Analysis of microarray datasets

DE-ICT genes were identified as previously described.

GSE32018 contains data from 27 FLs compared to 7 lymph nodes. GSE9327 contains data from 33 FL, compared with 8 reactive lymph nodes. The GSE65135 contains data from 14 FLs, compared to the RNA from B cells from the tonsils of 5 healthy subjects.
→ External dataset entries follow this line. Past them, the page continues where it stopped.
PR #1015, opened 2016-06-21
If max-failures value is -1, snap will never disable a task with consecutive failure

### LINKED ISSUE #967: Add the ability to configure the number of task retries

iceycake:
Fixes #967 

Summary of changes:
- This is part 2 of issue#967 which will never disable a task with consecutive failure when max-failures is negative value

Testing done:
- Using a task manifest of max-failures value is -1

@intelsdi-x/snap-maintainers

### DIFF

The GSE12195 dataset, chosen on the basis of the characteristic of our cohort, contains data from 71 DLBCL and their DE genes are compared to centrocytes purified from the tonsils of 5 healthy subjects.

TCGA meta-analysis

Was performed using the Cbioportal website45,46.

Literature-based molecular network generation

Was performed using ProteinQuest (PQ, BioDigitalValley s.r.l.; www.proteinquest.com/pq/), a web-based platform for biomedical literature retrieval and analysis that retrieves PubMed abstracts and the text of the image captions from free full-text articles26.